● **Dataset excerpts**
◇ ◇ ◇
PR #1732, opened 2026-06-07
fix: adaptive auto-range for FFT audio scope dB window (MOR-512)

morozsm:
## Summary
The v2 AUDIO SCOPE FFT rendered nearly empty for low-level radio audio (FTX-1): the fixed dB window `_DB_FLOOR=-70 / _DB_CEIL=-15` sits ~16–20 dB above the FTX-1's actual audio (measured in-band per-bin ≈ −86 dB over a −126 dB noise floor → 0/124 bins clear the −70 floor → invisible).

## Fix — per-stream adaptive auto-range
New `_update_db_window(avg_db)` (called each frame) replaces the fixed window:
- **Floor** = 10th percentile of per-bin dB → slow EMA (`α=0.05`), placed 5 dB below.
- **Ceil** = 99th percentile → attack/decay EMA (`0.30`/`0.05`), 3 dB above.
- Seeded from the first frame; **min-span guard** `_MIN_SPAN_DB=45` (so silence/noise can't be stretched to fill the screen); absolute clamps floor `[-160,-20]`, ceil `≤0`. EMA state reset in `stop()`.

Per-frame dB compute, Hann window, averaging, frame-rate limit, center-freq/bandwidth overlay, and the `_center_freq<=0` guard (MOR-505) are byte-unchanged. Frontend renderer plots `pixels/160` linearly → **backend-only**.

## Why it won't pump or amplify silence
Floor EMA is very slow (stable baseline); ceil decays slowly so a vanishing signal doesn't snap the window down and re-amplify noise; the 45 dB min-span keeps a flat noise field pinned to the bottom. Reviewer's adversarial harness: 60 frames of pure low-level noise → max 30%/median 14% (not a fake spectrum); steady weak tone → converges to 152–153/160 with 1px frame-to-frame stability; loud transient recovers via ceil decay (no permanent saturation).

## Tests
New `TestAudioFftScopeAdaptiveAutoRange` (4 tests): weak band (~−86 dB/bin) renders well above baseline; converges + stable; loud not permanently saturated; low-level noise stays low. Verified the weak-band tests **fail on `origin/main`** (0/160 px). Test diff is purely additive — no pre-existing test weakened.

## Gate
- `pytest --ignore=tests/integration` → 7262 passed, 0 failures
- `ruff check` / `ruff format --check` → clean
- `mypy src/` → 20 baseline errors, 0 new (none in fft_scope.py)
- `lint-imports` → 4 kept, 0 broken

## Independent review
[...]

PR #1733, opened 2026-06-07
fix: estimate FFT scope auto-range floor from the in-band audio region (MOR-512)

morozsm:
## Summary
Follow-up to the MOR-512 adaptive auto-range (#1732). On the live FTX-1 the scope showed a **high noise floor regardless of signal**: the adaptive floor/ceil percentiles ran over the FULL spectrum, but radio audio is bimodal — an audio baseband (~0–3.2 kHz, always carrying receiver band-noise) plus a quiet out-of-band region (>~4 kHz). The quiet out-of-band (majority of bins) dragged the floor to ~−128 while the ceil latched to the in-band band-noise (~−98), so the ever-present band-noise rendered at ~68% of screen height with no signal.

## Fix
`_update_db_window` now estimates floor/ceil from the **in-band audio region** via a new `_inband_db()`:
- In-band = `50 Hz` ≤ freq ≤ upper edge; upper edge = `_crop_max_hz/2` when the mode bandwidth is known, else fallback `_INBAND_FALLBACK_HI_HZ = 3500`. (FTX-1 reports no `max_hz` → fallback — the live regression case.)
- `_FLOOR_PCT` 10 → 30 (in-band low percentile = band-noise floor); `_CEIL_PCT` kept 99 (signal peak).
- Empty-mask guard returns the full array (degenerate fft_size/sr).
- All smoothing (slow-EMA floor / attack-decay ceil), `_MIN_SPAN_DB=45`, margins, clamps, first-frame seeding, `stop()` reset, the `_center_freq<=0` guard, and the bandwidth-crop overlay are **unchanged**.

Measured effect (live numbers): in-band band-noise 68% → **~15%** (bottom); a +25 dB tone renders at ~70% (55% separation).

## Tests
New `test_bimodal_no_signal_inband_noise_maps_low` (in-band noise <30%, was ~65% on the merged full-spectrum code) and `test_bimodal_with_signal_tone_rises_above_band_noise`. Calibrated to the live capture (in-band −102 dB / out-of-band −126 dB). Both **fail on the merged code**, pass here. The 4 pre-existing adaptive guards (anti-pump, silence-low, loud-not-saturated, converges-stable) are untouched and pass.

## Gate
- `pytest --ignore=tests/integration` → 7270 passed, 0 failures
- `mypy src/` → 20 baseline, 0 new (none in fft_scope.py)

## Independent review
Implementer ≠ reviewer. Reviewer ran old-code falsification, an independent bimodal harness (noise pins ~15%, +25 dB tone 70%, +8 dB tone 32%/visible; steady tone 0.000 dB pumping; loud not saturated), confirmed in-band edge math (`_crop_max_hz/2` matches the displayed one-sided passband), fallback robustness, IC-7610 SSB path solid, all guards/state unchanged → **Agent Review: PASS**.

## Follow-up (non-blocking, filed separately)
Reviewer noted IC-7610 **AM** (`max_hz=10000` → in-band edge 5000 Hz) can re-include the quiet tail if the actual AM audio is narrow → cap the in-band upper edge at ~3500 Hz even when a wider crop is known (`min(_crop_max_hz/2, _INBAND_FALLBACK_HI_HZ)`). Narrow AM-only edge; SSB/CW/data/RTTY and the FTX-1 fallback unaffected. Tracked as a hardening follow-up.

## Deferred
Live FTX-1 re-validation (noise floor low, signal above it) — radio connected.

### DIFF
--- a/src/rigplane/audio/fft_scope.py
+++ b/src/rigplane/audio/fft_scope.py
@@ -40,11 +40,35 @@ _SCOPE_MODE_CENTER = 0
 # and slide the window to follow them, so any radio/level stays visible.
 _PIXEL_MAX = 160
 
-# Robust per-frame floor/ceil estimators (percentiles of the dB array).
-# A low percentile rejects the few near-silent bins; a high percentile rejects
-# single-bin spikes (DC leakage etc.) that would otherwise inflate the ceiling.
-_FLOOR_PCT = 10.0
+# Robust per-frame floor/ceil estimators (percentiles of the IN-BAND dB array).
+#
+# Radio RX audio is BIMODAL (MOR-512): the demodulated audio baseband
+# (~0-3.2 kHz) always carries receiver band-noise, while the out-of-band region
+# (>~4-5 kHz) sits far lower, near the true noise floor. Estimating the floor
+# over the FULL spectrum latches it onto the quiet out-of-band majority, which
+# drags the floor way down and pushes the ever-present in-band band-noise up to
+# ~68% of the screen with NO signal present ("high noise floor regardless of
+# signal"). We therefore estimate floor and ceil over the IN-BAND region only —
+# the bins that actually carry radio audio (and that the display shows) — so the
+# band-noise maps LOW and a real signal stands out above it.
+#
+# Floor: a low-ish percentile of the in-band bins (rejects the quietest bins
+# without latching onto out-of-band). Ceil: a high percentile (rejects single-bin
+# DC-leakage spikes that would otherwise inflate the ceiling).
+_FLOOR_PCT = 30.0
 _CEIL_PCT = 99.0
+
+# In-band (audio baseband) region used for the floor/ceil estimate.
+#
+# Lower edge: skip DC / sub-sonic bins (hum, DC leakage) that do not represent
+# band-noise. Upper edge: when the mode bandwidth is known the in-band region is
+# the displayed passband (``_crop_max_hz / 2`` of audio, since the crop keeps
+# ±half on each side of center); when it is unknown (e.g. FTX-1, which reports no
+# filter ``max_hz`` and shows the full spectrum) fall back to a fixed audio
+# baseband limit that covers a typical voice passband without reaching into the
+# quiet out-of-band tail that caused the regression.
+_INBAND_LO_HZ = 50.0
+_INBAND_FALLBACK_HI_HZ = 3500.0
 
 # EMA / attack-decay smoothing of the tracked floor & ceil. The floor adapts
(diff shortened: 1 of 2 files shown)


morozsm:
**Agent Review: PASS**

**Old-code falsification:** reverted ONLY `fft_scope.py` to `origin/main` → `test_bimodal_no_signal_inband_noise_maps_low` FAILS (`assert 0.6459 < 0.3` — band-noise at 65%, the live regression); `test_bimodal_with_signal_tone_rises_above_band_noise` FAILS (64%). Restored after.

**Noise-low + signal-visible (make-or-break) — independent bimodal harness, 60-frame settle, FTX-1 fallback path:**
| Scenario | floor | ceil | band-noise | signal | sep |
|---|---|---|---|---|---|
| no-signal | −108.6 | −63.6 | **14.7%** (oob 0%) | — | — |
| +25 dB tone | −108.6 | −63.6 | 14.8% | 69.9% | 55% |
| +8 dB weak tone | −108.6 | −63.6 | 14.8% | 32.1% | 17% (visible) |
| steady 120-frame | — | — | — | — | floor/ceil span **0.000 dB** (no pump) |
| very loud broadband | −26.9 | +18.1 | 15% | — | not saturated |

**In-band region** correct: `50 Hz ≤ freq ≤ _crop_max_hz/2` (matches the displayed one-sided passband) else 3500 fallback; empty-mask guard returns full array (no crash/RuntimeWarning). **Fallback robust** (in-band-mostly-filled doesn't collapse the floor; signal near the 3500 edge fine). **IC-7610 SSB solid** (`max_hz=3600` → edge 1800 Hz; no-signal 13.8%, a 2200 Hz tone still renders 68.9% since the slice only affects floor/ceil, not the pixel map). **Guards/state** all unchanged; test diff purely additive; 4 pre-existing adaptive tests untouched & green.

**Full gate (verbatim):**
- `pytest --ignore=tests/integration` → 7270 passed, 9 skipped, 11 xfailed, 1 xpassed, 0 failed
- `pytest tests/test_audio_fft_scope.py` → 35 passed
- `ruff check` → All checks passed! · `ruff format --check` → 546 files already formatted
- `mypy src/` → 20 baseline, 0 new (none in fft_scope.py)

**Non-blocking follow-up:** IC-7610 AM (`max_hz=10000` → edge 5000 Hz) can re-trigger the regression shape if AM audio is narrow → cap edge at `min(_crop_max_hz/2, ~3500)`. AM-only, narrow-audio edge; SSB/CW/data/RTTY + FTX-1 fallback unaffected. Filed as a hardening follow-up. Live FTX-1 re-validation pending.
◇ ◇ ◇
● **Task item**
Work out how many lines above have the string "ruff" in them, and give only the number.

● **Reply to the task**
2